- Blakeley Township, Minnesota Location within the state of Minnesota Blakeley Township, Minnesota Blakeley Township, Minnesota (the United States)
- Coordinates: 44°34′47″N 93°50′16″W﻿ / ﻿44.57972°N 93.83778°W
- Country: United States
- State: Minnesota
- County: Scott

Area
- • Total: 27.6 sq mi (71.5 km^{2})
- • Land: 26.9 sq mi (69.7 km^{2})
- • Water: 0.69 sq mi (1.8 km^{2})
- Elevation: 991 ft (302 m)

Population (2020)
- • Total: 408
- Time zone: UTC-6 (Central (CST))
- • Summer (DST): UTC-5 (CDT)
- Area codes: 952 and 507
- FIPS code: 27-06418
- GNIS feature ID: 0663612

= Blakeley Township, Scott County, Minnesota =

Blakeley Township is a township in Scott County, Minnesota, United States. The population was 408 at the 2020 census.

Blakely Township was organized in 1874, and named after its largest settlement, Blakeley.

==Geography==
According to the United States Census Bureau, the township has a total area of 27.6 sqmi, of which 26.9 sqmi is land and 0.7 sqmi (2.50%) is water.

==Demographics==
As of the census of 2000, there were 496 people, 166 households, and 132 families residing in the township. The population density was 18.4 PD/sqmi. There were 169 housing units at an average density of 6.3 /sqmi. The racial makeup of the township was 97.58% White, 0.40% African American, 0.40% Asian, 0.60% from other races, and 1.01% from two or more races. Hispanic or Latino of any race were 2.02% of the population.

There were 166 households, out of which 37.3% had children under the age of 18 living with them, 68.7% were married couples living together, 4.8% had a female householder with no husband present, and 19.9% were non-families. 12.0% of all households were made up of individuals, and 6.0% had someone living alone who was 65 years of age or older. The average household size was 2.99 and the average family size was 3.33.

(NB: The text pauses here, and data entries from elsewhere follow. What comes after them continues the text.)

PR #2508, opened 2021-05-24
AS-757: Fix editing and deleting entities for entity types that are equivalent when ignoring case

ansingh7115:
Case sensitivity for entity types is interesting! 

In the rawls db, entity types are saved preserving their case. But entity names have to be unique across entity types ignoring case. Meaning that if I have an entity of type "sample" and name "entity1" already saved, I cannot create another entity of type "sAmple" and name "entity1" - it fails due to a db uniqueness violation. But I _can_ create an entity of type "sAmple" and name "entity2".

The UI fixes here are minimal - just enough to fix the errors the user is seeing without changing expected behavior. The fix involves sending in the entity's actual type (with the correct case) when deleting or editing the entity.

In the township the population was spread out, with 29.2% under the age of 18, 9.1% from 18 to 24, 29.4% from 25 to 44, 22.4% from 45 to 64, and 9.9% who were 65 years of age or older. The median age was 36 years. For every 100 females, there were 96.0 males. For every 100 females age 18 and over, there were 102.9 males.

The median income for a household in the township was $59,583, and the median income for a family was $64,375. Males had a median income of $39,375 versus $29,167 for females. The per capita income for the township was $22,530. About 4.1% of families and 3.6% of the population were below the poverty line, including none of those under age 18 and 20.5% of those age 65 or over.